Count the lines below with the string "actually" in them. Only the number should be given.

[Stored data entries]
__________
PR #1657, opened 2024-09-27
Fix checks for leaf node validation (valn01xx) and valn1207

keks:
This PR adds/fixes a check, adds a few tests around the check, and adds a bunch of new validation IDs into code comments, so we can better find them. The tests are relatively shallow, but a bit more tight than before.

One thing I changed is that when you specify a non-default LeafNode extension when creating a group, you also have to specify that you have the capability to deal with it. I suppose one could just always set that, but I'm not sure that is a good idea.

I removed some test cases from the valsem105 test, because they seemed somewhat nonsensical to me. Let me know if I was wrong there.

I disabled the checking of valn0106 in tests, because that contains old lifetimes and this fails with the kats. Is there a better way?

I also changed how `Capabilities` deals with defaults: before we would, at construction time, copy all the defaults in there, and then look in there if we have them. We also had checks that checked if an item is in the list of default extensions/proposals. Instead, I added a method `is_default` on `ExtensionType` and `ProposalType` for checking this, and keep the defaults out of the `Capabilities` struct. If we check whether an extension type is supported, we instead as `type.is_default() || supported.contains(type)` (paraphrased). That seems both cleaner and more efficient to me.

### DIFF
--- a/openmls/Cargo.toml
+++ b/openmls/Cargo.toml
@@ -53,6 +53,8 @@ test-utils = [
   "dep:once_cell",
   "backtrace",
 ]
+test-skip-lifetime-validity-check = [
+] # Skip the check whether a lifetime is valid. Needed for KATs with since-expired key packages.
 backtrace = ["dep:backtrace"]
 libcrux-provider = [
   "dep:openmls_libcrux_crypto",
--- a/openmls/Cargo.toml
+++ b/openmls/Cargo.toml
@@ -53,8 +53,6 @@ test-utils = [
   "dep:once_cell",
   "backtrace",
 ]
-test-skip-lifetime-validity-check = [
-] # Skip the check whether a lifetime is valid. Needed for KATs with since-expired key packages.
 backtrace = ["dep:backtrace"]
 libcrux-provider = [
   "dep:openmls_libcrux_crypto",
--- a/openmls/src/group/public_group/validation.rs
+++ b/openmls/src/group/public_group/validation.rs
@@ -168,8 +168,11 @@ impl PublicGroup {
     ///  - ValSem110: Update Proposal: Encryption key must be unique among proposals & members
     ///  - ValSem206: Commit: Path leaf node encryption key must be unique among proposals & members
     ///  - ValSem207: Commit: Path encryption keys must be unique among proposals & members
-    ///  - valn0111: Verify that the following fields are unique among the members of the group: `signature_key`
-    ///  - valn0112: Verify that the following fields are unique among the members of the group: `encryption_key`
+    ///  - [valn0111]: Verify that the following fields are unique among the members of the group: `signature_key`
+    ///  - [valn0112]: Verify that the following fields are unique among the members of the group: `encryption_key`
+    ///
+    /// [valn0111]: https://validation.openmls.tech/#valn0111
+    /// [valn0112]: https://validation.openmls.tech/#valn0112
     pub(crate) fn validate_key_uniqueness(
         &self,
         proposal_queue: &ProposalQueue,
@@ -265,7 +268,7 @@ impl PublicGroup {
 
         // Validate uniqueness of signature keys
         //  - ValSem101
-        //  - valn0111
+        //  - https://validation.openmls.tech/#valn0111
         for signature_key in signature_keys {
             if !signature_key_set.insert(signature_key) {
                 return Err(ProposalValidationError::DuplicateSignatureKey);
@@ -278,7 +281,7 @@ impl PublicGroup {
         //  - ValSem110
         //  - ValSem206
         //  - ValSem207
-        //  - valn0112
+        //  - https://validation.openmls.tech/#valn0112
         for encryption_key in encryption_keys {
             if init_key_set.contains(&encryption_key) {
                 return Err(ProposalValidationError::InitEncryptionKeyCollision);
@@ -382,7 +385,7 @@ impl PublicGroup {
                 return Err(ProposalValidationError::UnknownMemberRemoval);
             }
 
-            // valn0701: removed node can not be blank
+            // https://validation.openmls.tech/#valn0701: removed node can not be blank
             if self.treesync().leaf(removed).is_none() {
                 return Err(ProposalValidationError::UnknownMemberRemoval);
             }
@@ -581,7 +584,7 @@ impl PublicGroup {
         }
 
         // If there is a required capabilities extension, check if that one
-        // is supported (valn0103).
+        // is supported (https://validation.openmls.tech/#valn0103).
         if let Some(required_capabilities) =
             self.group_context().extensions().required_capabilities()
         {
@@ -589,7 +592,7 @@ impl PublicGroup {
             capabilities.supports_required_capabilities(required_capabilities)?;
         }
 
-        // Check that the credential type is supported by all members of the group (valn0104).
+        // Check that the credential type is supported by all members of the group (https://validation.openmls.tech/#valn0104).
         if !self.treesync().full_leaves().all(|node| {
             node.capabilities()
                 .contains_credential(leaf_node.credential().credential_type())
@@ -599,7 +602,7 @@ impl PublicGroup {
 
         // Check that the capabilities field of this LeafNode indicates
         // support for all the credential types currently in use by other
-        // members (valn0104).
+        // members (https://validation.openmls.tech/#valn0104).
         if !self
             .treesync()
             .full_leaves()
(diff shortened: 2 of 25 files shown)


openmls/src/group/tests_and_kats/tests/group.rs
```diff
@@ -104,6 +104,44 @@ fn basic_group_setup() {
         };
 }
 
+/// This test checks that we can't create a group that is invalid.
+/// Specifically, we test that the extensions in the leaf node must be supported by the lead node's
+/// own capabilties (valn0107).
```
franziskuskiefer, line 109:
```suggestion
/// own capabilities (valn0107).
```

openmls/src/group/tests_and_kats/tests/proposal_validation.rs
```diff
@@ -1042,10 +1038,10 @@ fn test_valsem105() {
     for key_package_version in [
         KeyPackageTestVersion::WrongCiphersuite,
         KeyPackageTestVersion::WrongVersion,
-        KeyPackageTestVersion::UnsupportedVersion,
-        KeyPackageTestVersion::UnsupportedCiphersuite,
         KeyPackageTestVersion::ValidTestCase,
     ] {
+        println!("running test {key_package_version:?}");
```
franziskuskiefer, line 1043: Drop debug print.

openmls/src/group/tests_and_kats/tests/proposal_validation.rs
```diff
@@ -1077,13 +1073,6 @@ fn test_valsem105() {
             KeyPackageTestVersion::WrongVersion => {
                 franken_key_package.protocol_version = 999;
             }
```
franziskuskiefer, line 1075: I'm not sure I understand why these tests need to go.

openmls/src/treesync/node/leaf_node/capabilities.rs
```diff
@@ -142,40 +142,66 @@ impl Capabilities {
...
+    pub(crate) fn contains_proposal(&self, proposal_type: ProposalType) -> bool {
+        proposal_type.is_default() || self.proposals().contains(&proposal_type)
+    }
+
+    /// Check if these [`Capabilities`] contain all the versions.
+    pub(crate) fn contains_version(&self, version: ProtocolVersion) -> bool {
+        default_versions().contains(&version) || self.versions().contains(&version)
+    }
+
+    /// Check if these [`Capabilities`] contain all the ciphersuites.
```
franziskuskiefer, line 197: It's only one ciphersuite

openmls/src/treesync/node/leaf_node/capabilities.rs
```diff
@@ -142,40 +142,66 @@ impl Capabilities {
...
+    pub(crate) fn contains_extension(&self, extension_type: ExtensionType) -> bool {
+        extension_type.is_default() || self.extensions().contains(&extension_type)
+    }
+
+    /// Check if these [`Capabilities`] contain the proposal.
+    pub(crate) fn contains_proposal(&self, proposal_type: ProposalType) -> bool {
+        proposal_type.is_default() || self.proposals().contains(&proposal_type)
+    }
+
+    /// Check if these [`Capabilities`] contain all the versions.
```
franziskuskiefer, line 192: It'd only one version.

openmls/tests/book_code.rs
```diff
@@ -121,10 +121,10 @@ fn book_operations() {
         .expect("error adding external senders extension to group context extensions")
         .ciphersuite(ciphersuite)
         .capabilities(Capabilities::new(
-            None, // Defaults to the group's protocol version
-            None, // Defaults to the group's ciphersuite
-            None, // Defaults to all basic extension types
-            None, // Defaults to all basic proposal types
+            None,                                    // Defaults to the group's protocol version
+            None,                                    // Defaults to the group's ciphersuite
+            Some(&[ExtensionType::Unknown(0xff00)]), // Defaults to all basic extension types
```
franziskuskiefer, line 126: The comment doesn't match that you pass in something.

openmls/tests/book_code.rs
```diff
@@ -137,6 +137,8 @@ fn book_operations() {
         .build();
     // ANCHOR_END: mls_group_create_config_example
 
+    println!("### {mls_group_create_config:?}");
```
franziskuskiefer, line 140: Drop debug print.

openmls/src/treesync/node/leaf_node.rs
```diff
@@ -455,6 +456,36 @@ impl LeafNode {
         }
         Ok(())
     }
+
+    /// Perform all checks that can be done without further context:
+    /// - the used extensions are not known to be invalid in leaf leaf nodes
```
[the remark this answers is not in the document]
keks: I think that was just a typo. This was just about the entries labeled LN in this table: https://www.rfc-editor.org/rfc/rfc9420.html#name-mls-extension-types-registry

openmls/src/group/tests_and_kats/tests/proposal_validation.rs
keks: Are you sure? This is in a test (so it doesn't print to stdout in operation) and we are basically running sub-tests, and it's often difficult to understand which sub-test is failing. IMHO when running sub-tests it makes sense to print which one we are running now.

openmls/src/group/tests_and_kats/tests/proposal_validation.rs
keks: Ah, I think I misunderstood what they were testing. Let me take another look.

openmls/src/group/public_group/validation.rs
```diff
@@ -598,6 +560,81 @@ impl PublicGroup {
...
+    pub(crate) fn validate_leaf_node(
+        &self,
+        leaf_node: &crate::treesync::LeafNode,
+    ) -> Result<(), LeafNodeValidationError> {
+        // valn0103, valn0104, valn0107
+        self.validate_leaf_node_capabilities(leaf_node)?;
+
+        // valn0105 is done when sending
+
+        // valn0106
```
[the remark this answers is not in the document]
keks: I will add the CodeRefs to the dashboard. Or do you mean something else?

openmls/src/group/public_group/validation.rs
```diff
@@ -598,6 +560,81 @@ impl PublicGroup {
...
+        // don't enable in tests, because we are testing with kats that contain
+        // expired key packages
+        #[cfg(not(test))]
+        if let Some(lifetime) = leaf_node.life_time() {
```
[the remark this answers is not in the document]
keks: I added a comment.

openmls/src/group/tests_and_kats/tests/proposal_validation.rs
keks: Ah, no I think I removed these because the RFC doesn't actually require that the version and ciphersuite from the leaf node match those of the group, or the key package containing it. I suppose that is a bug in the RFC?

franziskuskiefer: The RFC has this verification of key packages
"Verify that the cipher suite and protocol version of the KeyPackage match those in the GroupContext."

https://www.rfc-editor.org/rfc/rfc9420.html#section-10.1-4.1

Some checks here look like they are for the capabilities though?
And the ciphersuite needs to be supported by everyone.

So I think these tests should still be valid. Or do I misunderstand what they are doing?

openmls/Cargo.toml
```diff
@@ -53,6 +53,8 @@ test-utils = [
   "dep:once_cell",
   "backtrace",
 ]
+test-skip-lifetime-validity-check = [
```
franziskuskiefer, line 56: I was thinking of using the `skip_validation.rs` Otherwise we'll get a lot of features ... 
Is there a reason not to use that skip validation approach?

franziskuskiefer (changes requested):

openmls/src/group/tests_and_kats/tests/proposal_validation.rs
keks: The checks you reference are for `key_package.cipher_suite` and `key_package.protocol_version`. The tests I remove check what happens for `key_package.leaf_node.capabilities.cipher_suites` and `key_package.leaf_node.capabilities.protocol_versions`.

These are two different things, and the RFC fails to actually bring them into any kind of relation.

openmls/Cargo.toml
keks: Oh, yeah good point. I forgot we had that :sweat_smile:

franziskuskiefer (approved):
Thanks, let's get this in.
__________
▶ **Exercise result**: 2